McIlroy hadn’t bothered to lower his voice. Nearby detectives shifted their eyes back to their work.

“No hearing problem, sir,” Ellie said.

“And none of this ‘sir’ stuff. Call me Flann.”

“And call me Ellie. Or my friends just call me Date Bait.” She threw a look to the younger detective at the next desk, and he laughed aloud and smiled. One down, the rest of the room to go , Ellie thought.

“Let’s talk while we drive,” Flann said. “I want you to see something.”

“FRIDAY NIGHT, AROUND three in the morning, two men found a woman’s body in an alley off of Avenue C.” McIlroy flipped down the sun visor on the department-issued Crown Vic as he hung a left onto Third Avenue, followed by another quick left onto Twentieth Street to take them to the far East Side. “The girl’s name was Amy Davis. She lived in the adjacent building. We’ve already determined she was walking home from a date when the bad guy grabbed her. Strangled.”
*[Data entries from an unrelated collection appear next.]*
PR #373, opened 2022-12-14
MT connectors: cache with JCache

miurahr:
Replace MT connectors cache with JCache mechanism

## Pull request type

- Bug fix -> [bug]

## What does this PR change?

He pushed a manila folder across the seat toward Ellie. She opened it and removed an eight-by-ten photograph. Amy Davis lay on a metal slab. A white sheet was pulled up to her shoulders, but the rest of the picture told the story. Her face was scarlet. Dark contusions discolored her neck and throat, her eyes protruded from their sockets, and her swollen tongue peeked out from encrusted lips. Ellie could tell from the many marks between Amy’s jaw and clavicle that the killer had used his hands. She had definitely struggled.

“How do you know the date didn’t walk her home and do all of this himself?”

“We called his cell right after we found this in the vic’s coat pocket.” McIlroy handed Ellie two sheets of folded white paper from his own jacket. “That’s a photocopy, obviously.”